PR #863, opened 2018-03-08
Make iarange contexts reusable

### LINKED ISSUE #370: Support irange/iarange nested inside iarange
See [Design Doc](https://docs.google.com/document/d/1EpAnAIotJj24-yS_8h_5KEiYWYop7zHcAErSeO7XAZc/edit?usp=sharing)

This proposes generalizing `TraceGraph_ELBO` to apply variance reduction techniques when an `irange` or `iarange` is nested beneath an `iarange`.

Now that Pyro distributions support arbitrarily many batch dimensions, `TraceGraph_ELBO` should take care to sum out only those dimensions of each sample site that are controlled by an `iarange`. For example, consider this model (say with a mean field guide)
```py
def model(time_series):
    N = time_series.size(-1)
    with iarange("series", N):
        z = pyro.sample("z", Bernoulli(0.5 * ng_ones(365, N)))
        pyro.sample("obs", Bernoulli(0.5 * ng_ones(365, N)),
                    obs=(time_series * x))
```
We need to ensure that `TraceGraph_ELBO` sums out dimension 0 of size 365 but does not sum out dimension 1 of size N (since that dimension is declared independent by the `iarange`).

fritzo:
This enhances `iarange` to be a reusable context manager.

## Why?

Reusable `iarange` contexts are needed to support overlapping but non-nested independence. For example, consider an image noise model with independent noise components for each row, column, and pixel:
```py
x_axis = iarange('outer', 320, dim=-1)
y_axis = iarange('outer', 200, dim=-2)
with x_axis:
    x_noise = sample("x_noise", Normal(mu, sigma).reshape([320]))
with y_axis:
    y_noise = sample("y_noise", Normal(mu, sigma).reshape([200, 1]))
with x_axis, y_axis:
    xy_noise = sample("xy_noise", Normal(mu, sigma).reshape([200, 320]))
```
This corresponds to non-nested the plate diagram
```
+----------------+
| x_noise    320 |
|                |
| +--------------------------------+
| | xy_noise     |  y_noise    200 |                
| +--------------------------------+
+----------------+
```

This PR also fixes a subsampling bug whereby variables such as `y_noise` used to be scaled by both `x_axis` and `y_axis` subsampling, but henceforth will be scaled by only `y_axis` subsampling.

## How?

This changes `iarange` to implement the full context manager interface. We now need a new `dim` arg to keep track of which tensor dim will be used later on (since this is not know at time of construction).

This functionality allows us to disallow broadcasting of log_prob within `iarange` contexts. Henceforth you can specify for each sampled tensor exactly the independence dims of that tensor.

## Tested

- added new shape checks to `check_site_shape`
- added reuse examples to `tests/infer/test_enum.py`
- added reuse examples to `tests/infer/test_valid_models.py`
- added tests for broadcasting errors to `tests/infer/test_valid_models.py`

Closes #370 (although @martinjankowiak's #780 did most of the work)

### DIFF
--- a/pyro/__init__.py
+++ b/pyro/__init__.py
@@ -1,6 +1,5 @@
 from __future__ import absolute_import, division, print_function
 
-import contextlib
 import copy
 import logging
 import warnings
@@ -165,23 +164,22 @@ def _subsample(name, size=None, subsample_size=None, subsample=None, use_cuda=No
     return size, subsample_size, subsample
 
 
-@contextlib.contextmanager
-def iarange(name, size=None, subsample_size=None, subsample=None, use_cuda=None):
+class iarange(object):
     """
     Context manager for conditionally independent ranges of variables.
 
-    :func:`iarange` is similar to :func:`torch.arange` in that it yields an
-    array of indices by which other tensors can be indexed. :func:`iarange`
+    :class:`iarange` is similar to :func:`torch.arange` in that it yields an
+    array of indices by which other tensors can be indexed. :class:`iarange`
     differs from :func:`torch.arange` in that it also informs inference
     algorithms that the variables being indexed are conditionally independent.
-    To do this, :func:`iarange` is a provided as context manager rather than a
+    To do this, :class:`iarange` is a provided as context manager rather than a
     function, and users must guarantee that all computation within an
-    :func:`iarange` context is conditionally independent::
+    :class:`iarange` context is conditionally independent::
 
         with iarange("name", size) as ind:
             # ...do conditionally independent stuff with ind...
 
-    Additionally, :func:`iarange` can take advantage of the conditional
+    Additionally, :class:`iarange` can take advantage of the conditional
     independence assumptions by subsampling the indices and informing inference
     algorithms to scale various computed values. This is typically used to
     subsample minibatches of data::
@@ -199,7 +197,7 @@ def iarange(name, size=None, subsample_size=None, subsample=None, use_cuda=None)
         independent within the context.
 
     :param str name: A unique name to help inference algorithms match
-        ``iarange`` sites between models and guides.
+        :class:`iarange` sites between models and guides.
     :param int size: Optional size of the collection being subsampled
         (like `stop` in builtin `range`).
     :param int subsample_size: Size of minibatches used in subsampling.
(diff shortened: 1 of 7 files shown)


pyro/util.py
```diff
@@ -365,10 +384,10 @@ def check_site_shape(site, max_iarange_nesting):
 
     # Check for incorrect iarange placement on the right of max_iarange_nesting.
     for actual_size, expected_size in zip_longest(reversed(actual_shape), reversed(expected_shape), fillvalue=1):
-        if expected_size != -1 and actual_size not in (1, expected_size):
+        if expected_size != -1 and expected_size != actual_size:
```
fritzo: This one line motivates the entire PR:
```diff
- if ... and actual_size not in (1, expected_size)  # allow broadcasting
+ if ... and actual_size != expected_size           # disallow broadcasting
```
With this new stricter requirement, we can more precisely track each `sample` statement's `iarange`s, and thereby support correct scaling (from subsampling) and parallel enumeration.

ngoodman:
this seems like a nice extension. 

having to be explicit about batch dimension for a context adds more work for the user, but i think it might actually be clearer in the long run than having that be magic?

pyro/__init__.py
```diff
@@ -208,36 +206,64 @@ def iarange(name, size=None, subsample_size=None, subsample=None, use_cuda=None)
...
+            raise ValueError('Expected dim < 0 to index from the right, actual {}'.format(dim))
+        self.name = name
+        self.dim = dim
+        self.size, self.subsample_size, self.subsample = _subsample(name, size, subsample_size, subsample, use_cuda)
+
+    def __enter__(self):
+        self._wrapped = am_i_wrapped()
+        if self._wrapped:
+            dim = 'auto' if self.dim is None else self.dim
+            self._scale_poutine = poutine.scale(None, self.size / self.subsample_size)
```
eb8680: You can change `scale` to `ScaleMessenger` too

pyro/__init__.py
```diff
@@ -208,36 +206,64 @@ def iarange(name, size=None, subsample_size=None, subsample=None, use_cuda=None)
...
-    else:
-        with poutine.scale(None, size / subsample_size):
-            with poutine.indep(name, vectorized=True, size=subsample_size):
-                yield subsample
+    def __init__(self, name, size=None, subsample_size=None, subsample=None, dim=None, use_cuda=None):
+        if dim is not None and dim >= 0:
+            raise ValueError('Expected dim < 0 to index from the right, actual {}'.format(dim))
+        self.name = name
+        self.dim = dim
+        self.size, self.subsample_size, self.subsample = _subsample(name, size, subsample_size, subsample, use_cuda)
```
eb8680: Is it always the case that we'll want an `iarange` instance to use the same subsampled indices?  I'm pretty sure it is, just want to double-check.

pyro/poutine/indep_poutine.py
```diff
@@ -4,7 +4,11 @@
 
 from .poutine import Messenger
 
-CondIndepStackFrame = namedtuple("CondIndepStackFrame", ["name", "counter", "vectorized", "size"])
+
+class CondIndepStackFrame(namedtuple("CondIndepStackFrame", ["name", "dim", "size", "counter"])):
```
eb8680: Very slick!

pyro/__init__.py
fritzo: Yes, we want each `iarange` to fix a single subsample for each trace, so that subsampling agrees among tensors. For example, consider adding `noise = x_noise + y_noise + xy_noise` below:
```py
def model(image):
    x_axis = iarange('outer', 320, dim=-1)
    y_axis = iarange('outer', 200, dim=-2)
    with x_axis:
        x_noise = sample("x_noise", Normal(mu, sigma).reshape([320]))
    with y_axis:
        y_noise = sample("y_noise", Normal(mu, sigma).reshape([200, 1]))
    with x_axis, y_axis:
        xy_noise = sample("xy_noise", Normal(mu, sigma).reshape([200, 320]))
        noise = x_noise + y_noise + xy_noise  # <--- these need to refer to the same indices
        pyro.observe("obs", dist.Normal(noise, 0), data=image)
```
These already broadcast correctly, but we need the subsampling to agree so that the `x` agrees between `x_noise[x]` and `xy_noise[:, x]`.

fritzo:
>  I'll push a quick PR today that splits them up.

Great idea, I agree that `pyro/__init__.py` is getting unwieldy.

eb8680:
@martinjankowiak you can merge this when you're ready

martinjankowiak:
i'd like to discuss some of the consequences of this PR w/ @fritzo before doing so

Issue #832, opened 2018-03-01
Make GP module more versatile


fehiepsi:
Continue to #702, the following steps are necessary to make GP module more accessible.

- [x] Support multidimensional output (currently, the output `y` is assumed to be 1D). This should not be complicated I guess.

- [x] Add more likelihoods: Bernoulli, Multiclass-classification,...

- [x] Support batching (need reference for this, is an option to change X, y enough?)

- [x] Use new style of `transform` with `pyro.param`

- [ ] Split/revise the current tutorial into GPR and SGPR

- [x] Go over all the docs of GP module, polish it!

- [x] Add tutorial on Bayesian Optimization

After 0.2.0 release,

- [x] Support mean_function

- [x] ~Add a tutorial on creating kernels, [warping with neural network](https://arxiv.org/pdf/1511.02222.pdf)~ Already add docs for this, and have an example which uses it on MNIST.

- [x] ~~Add a tutorial on classification (SVGP) (banana data, replicate [original paper](http://proceedings.mlr.press/v38/hensman15.pdf)).~~ Instead, we have an example on MNIST

- [x] Implement [whitening transform](https://en.wikipedia.org/wiki/Whitening_transformation), which is said to [aid optimization](https://github.com/GPflow/GPflow/blob/master/gpflow/models/vgp.py) from GPflow authors. Yes, it helps optimization!

- [x] ~Implement Gaussian-Hermite quadrature to compute the expectation of likelihood.~ This might be not necessary because doing MC is a better fit for Pyro framework.

- [x] Benchmark with other frameworks: performance is same, for speed, gpflow CPU < PyroGP CPU ~ gpflow GPU < PyroGP GPU (x < y means x is faster than y)

- [x] Add a regression test.

- [x] Implement MC version of GP models.

- [x] Implement GPLVM for dimensional reduction.

Future,

- [x] Explore deep GP.

ysaatchi:
Another extension which ought to be straightforward with pyro is transforming the inputs using neural networks before passing them to the GP. This allows for much more flexible kernel learning (cf "Deep Kernel Learning" papers)

fehiepsi:
@ysaatchi Can it be obtained by using method `.warp` in #831?

ysaatchi:
Yes, but the f(.) should have trainable parameters. What does q(.) do?

fehiepsi:
[...]

PR #866, opened 2018-03-08
[WIP] Fix 2D output for gaussian process

### LINKED ISSUE #862: Broadcasting issue with Gaussian Process
I was trying to fit some 2D data with Gaussian Process.
During the training at multivariate normal, calculating log prob fails as broadcast doesn't work. 
adding unsqueeze followed by expand_as and diag seems to fix the issue.
Code to reproduced 
```py
#%%
import torch
import pyro
from pyro.contrib.gp.kernels import RBF
from pyro.contrib.gp.models import GPRegression
from pyro.infer import SVI
from pyro.optim import Adam
from pyro.util import ng_ones, ng_zeros

pyro.set_rng_seed(0)

N = [20, 500]
X = dist.Uniform(ng_zeros(N), ng_ones(N)*5).sample()
y = 0.5 * torch.sin(3*X) + dist.Normal(ng_zeros(N), ng_ones(N)*0.5).sample()

kernel = RBF(input_dim=500, variance=torch.Tensor([10]), lengthscale=torch.Tensor([10]))
gpr = GPRegression(X, y, kernel, noise=torch.Tensor([1]))


optim = Adam({"lr": 0.001})
svi = SVI(gpr.model, gpr.guide, optim, loss="ELBO")
losses = []
num_steps = 1000
for i in range(num_steps):
    losses.append(svi.step())
```

tobyclh:
This attempts to fix #862, and also is a part of #832 that @fehiepsi 's GPR breaks when 2d output data is provided, tested on both 1d,2d input output. 
In order to fix that I change the equation of multivariate normal according to [wiki](https://en.wikipedia.org/wiki/Multivariate_normal_distribution#Likelihood_function)

### DIFF
--- a/pyro/contrib/gp/models/gpr.py
+++ b/pyro/contrib/gp/models/gpr.py
@@ -44,7 +44,7 @@ class GPRegression(Model):
         noise = self.get_param("noise")
 
         K = kernel(self.X) + noise.expand(self.num_data).diag()
-        zero_loc = torch.tensor(K.data.new([0])).expand(self.num_data)
+        zero_loc = torch.zeros_like(self.y)
         pyro.sample("y", dist.MultivariateNormal(zero_loc, K), obs=self.y)
 
     def guide(self):
--- a/pyro/distributions/multivariate_normal.py
+++ b/pyro/distributions/multivariate_normal.py
@@ -58,8 +58,9 @@ class MultivariateNormal(TorchDistribution):
 
     def log_prob(self, value):
         delta = value - self.loc
+        if len(delta.shape) == 1:
+            delta = delta.unsqueeze(-1)
         sigma_inverse = _matrix_inverse_compat(self.covariance_matrix, self.scale_tril)
-        normalization_const = ((0.5 * self.event_shape[-1]) * math.log(2 * math.pi) +
-                               self.scale_tril.diag().log().sum(-1))
-        mahalanobis_squared = (delta * torch.matmul(delta, sigma_inverse)).sum(-1)
+        normalization_const = (0.5 * self.event_shape[-1] * math.log(2 * math.pi) + self.scale_tril.diag().log().sum())
+        mahalanobis_squared = (delta.t() @ sigma_inverse @ delta).sum()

= = =

What this task involves: If a line in the records includes the string "namedtuple", copy it.

Output of the exercise:
-CondIndepStackFrame = namedtuple("CondIndepStackFrame", ["name", "counter", "vectorized", "size"])
+class CondIndepStackFrame(namedtuple("CondIndepStackFrame", ["name", "dim", "size", "counter"])):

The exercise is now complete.